Jaina spoke up. “Ynos and his villagers didn’t kill Protas, did they, Anja?” she said. “It was one of your own burrowing detonators, Elis. You planted them. You seeded the fields so that no one could grow crops anymore. It was an accident caused by your people, with your own weapons.”

“Yeah,” Jacen said. “You certainly can’t be angry with the farmers for this.”

“The true casualties of war are rarely those we expect,” Tenel Ka added.

Stricken, Elis was unable to sort through his thoughts. He didn’t seem to hear anything the young Jedi Knights said. He stood up and looked down at his bloodied knuckles, as if surprised. “I will call Lilmit or one of our other suppliers. They will help us get enough weapons to wipe out the farmers and end this war forever. My brother will be the last casualty on our side.”

“It’s kind of odd, don’t you think?” Han Solo said. “That Lilmit is selling weapons to both sides, I mean. If you buy more, then the other side will buy more. Pretty soon you won’t be able to count all the victims.”

“What?” Elis said, astonished. “Lilmit? Impossible. He wants to help us win.”

“No,” Anja croaked, her voice rough and weak. “We intercepted him on his way here and confiscated his cargo. He had weapons for our miners, all right. But he also had sonic punchers and other equipment the farmers use against us.”

“They’re selling to both sides?” Elis said in horror.

Just then, the guards dragged in an indignant and weary-looking Ynos.

His mechanical droid leg scraped along the stone floors. He had heard the last of the exchange. Standing, he shook off the grasp of the guards.

“You buy weapons from Lilmit as well?” he growled.

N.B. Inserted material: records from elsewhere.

PR #392, opened 2020-07-10
Suppress 3rd Party Warnings in Release mode

varunagrawal:
Some of GTSAM's users have complained about GTSAM emitting warnings which are harmless but spam their logging system.

This PR suppresses the warnings on release build (only!) for 3rd party code to fix this issue.

Warnings from primarily GTSAM code will still show as is the best practice.

### DIFF
--- a/gtsam/CMakeLists.txt
+++ b/gtsam/CMakeLists.txt
@@ -106,7 +106,7 @@ add_library(gtsam ${gtsam_srcs})
 target_link_libraries(gtsam PUBLIC ${GTSAM_BOOST_LIBRARIES})
 target_link_libraries(gtsam PUBLIC ${GTSAM_ADDITIONAL_LIBRARIES})
 
-if(${CMAKE_BUILD_TYPE} STREQUAL "Release")
+if("${CMAKE_BUILD_TYPE}" STREQUAL "Release")
   # Suppress warnings if Release build
   target_compile_options(gtsam PRIVATE -w)
 endif()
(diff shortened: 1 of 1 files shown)


jlblancoc:
Hmm... I don't think this is a good idea. 
Perhaps, only for the 3rd party projects, but not for the main gtsam/gtsam_unstable targets! Warnings are... warnings, and should be always considered :-) 

In fact, my position is closer to the opposite, adding `-Werror` but I recognize that's too drastic for large projects with many archs/compilers to be supported.

jlblancoc:
PS: If you were thinking of Windows users, it's true that there are tons of silly errors related to float/double/integer conversions that could be "safely" omitted. But then it would be better to make a finer control of what's disabled, via `/wdXXXX` flags. 

PS2: The commit adds "-w" without checking if we are in MSVC or GCC  ;-)

varunagrawal:
That's a great point @jlblancoc. I'll update this PR to only silence the 3rd party warnings.

varunagrawal:
@jlblancoc updated the PR.

gtsam/CMakeLists.txt
```diff
@@ -186,11 +186,17 @@ install(
 list(APPEND GTSAM_EXPORTED_TARGETS gtsam)
 set(GTSAM_EXPORTED_TARGETS "${GTSAM_EXPORTED_TARGETS}" PARENT_SCOPE)
 
-# make sure that ccolamd compiles even in face of warnings
+# Make sure that ccolamd compiles even in face of warnings
+# and suppress all warnings from 3rd party code if Release build
 if(WIN32)
-    set_source_files_properties(${3rdparty_srcs} PROPERTIES COMPILE_FLAGS "-w")
+  set_source_files_properties(${3rdparty_srcs} PROPERTIES COMPILE_FLAGS "-w")
```
jlblancoc, line 192: Maybe this should be "/w" ?

https://docs.microsoft.com/en-us/cpp/build/reference/compiler-option-warning-level?view=vs-2019

varunagrawal: Looks like we found a bug then, since I didn't update that line of code except for the indentation. :tada:

Issue #242, opened 2020-03-06
Support for Landmarks as Vertices in g2o format


varunagrawal:
## Feature

Currently, GTSAM saves only camera poses as vertices in the g2o format using `writeG2o` and `readG2o`. We would like GTSAM to also save landmark points as vertices using the same machinery so we can save and retrieve 3D landmark points.

The format for landmarks as per the g2o repo is 

```
VERTEX_TRACKXYZ i x y z
```

This specifies a 3D point x<sub>i</sub> = (x, y, z)<sup>T</sup> which is located at (x, y, z)

## Motivation

This feature would allow us to read arbitrary g2o files and save/load both poses and landmarks.

## Pitch

Read and save both poses and points.

## Alternatives

N/A

## Additional context

https://github.com/RainerKuemmerle/g2o/wiki/File-format-slam-3d

PR #396, opened 2020-07-11
Support for landmarks in g2o files

varunagrawal:
Fix for #242.


varunagrawal:
So I only need to create unit tests for this via a sample dataset which also has landmarks. I believe the right approach is to just make my own simple dataset with a robot moving in a circle or a straight line.

gtsam/slam/dataset.h
```diff
@@ -76,14 +76,24 @@ enum KernelFunctionType {
...
+typedef std::pair<Key, Point2> IndexedLandmark;
 typedef std::pair<std::pair<Key, Key>, Pose2> IndexedEdge;
 
 /**
  * Parse TORO/G2O vertex "id x y yaw"
  * @param is input stream
  * @param tag string parsed from input stream, will only parse if vertex type
  */
-GTSAM_EXPORT boost::optional<IndexedPose> parseVertex(std::istream& is,
+GTSAM_EXPORT boost::optional<IndexedPose> parseVertexPose(std::istream& is,
```
dellaert, line 87: I see no reason for an API breaking name change, and if it were to be implemented we need a deprecated section with the old name.

varunagrawal: Sounds good. I'll use the compiler definition from #422 if that's okay?

dellaert: I prefer *not* to do the name change

varunagrawal:
It felt more consistent since I added a function named `parseVertexLandmark`. It also avoided ambiguity thanks to the name: you know you are parsing a g2o vertex which represents a pose.

If you still feel the consistency is not worth the extra deprecation effort, just give this message a *thumbs down* and I'll undo it. :slightly_smiling_face:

Elis looked at him, and the expression on his face rippled with pure rage. “They’re playing both sides for fools-supplying all of us, while we continue to fight and harm each other all for nothing!”

“I wouldn’t be so sure.” Zekk crossed his anus over his chest. “They may have been keeping this little war going for as long as possible, just because business is so good.”

Ynos and Elis glared daggers at each other.

“I understand your little brother was trying to destroy our village, and had a little accident,” the one-legged man taunted.

With a roar, Elis charged toward the farming leader, but Jacen and Jaina moved with their father and friends to block his way.

“Protas shouldn’t have gone to the village last night. Anja was there with him,” Jaina said. “Ynos had nothing to do with it.”

“It’s my fault,” Anja said. “I planted that burrowing detonator to destroy Ynos’s home. It went off… too soon, and the explosion killed your brother.”

“My home is gone?” Ynos said. “Our village is ruined, as well.”

He hung his shaggy head. He turned his eyes toward Anja. “And who would have died if the detonator hadn’t gone off ‘too soon’?”

Anja did not meet his eyes.

“Someone must pay,” Elis insisted. “You farmers have much to atone for all of the sonic punchers you have planted, the tunnels you have collapsed, the miners you have killed with your cowardly hidden weapons.” Ynos drew himself up. “And who will pay for all of my people who died while trying to plant crops for our very survival? What of the victims of your burrowing detonators, your monofilament nets in the forest?”

“Nothing you do can bring those people back,” Jacen said. “Blaster bolts! If you keep trying to take revenge for what the other side does, this war will never end.”

“Your people have demonstrated that over the last twenty years,” Anakin pointed out.

“But we can’t just forget and put it all behind us,” Elis said with a scowl. “Too much blood has been shed, and too many traps remain. People will continue to die for years as they stumble upon leftover sonic punchers buried by these… renegades in our precious mines.”

“And how are we to farm?” Ynos cried. “All of our most fertile land is still full of deadly explosives. We can’t even plow the fields, much less plant our seeds.”

“Then maybe all of you should work together to clear out those traps and explosives,” Jacen said, “instead of wasting all your time rigging more murder weapons to strike back at each other.”

“Why spend your efforts on causing more damage instead of on healing your world?” Tenel Ka asked.

Anja looked up at them, her eyes weary. She heaved a huge sigh. “You ask the impossible.”

Jacen and Jaina looked at each other, recalling their uncle Luke’s story of his Jedi training with Yoda. Luke had thought Yoda asked the impossible.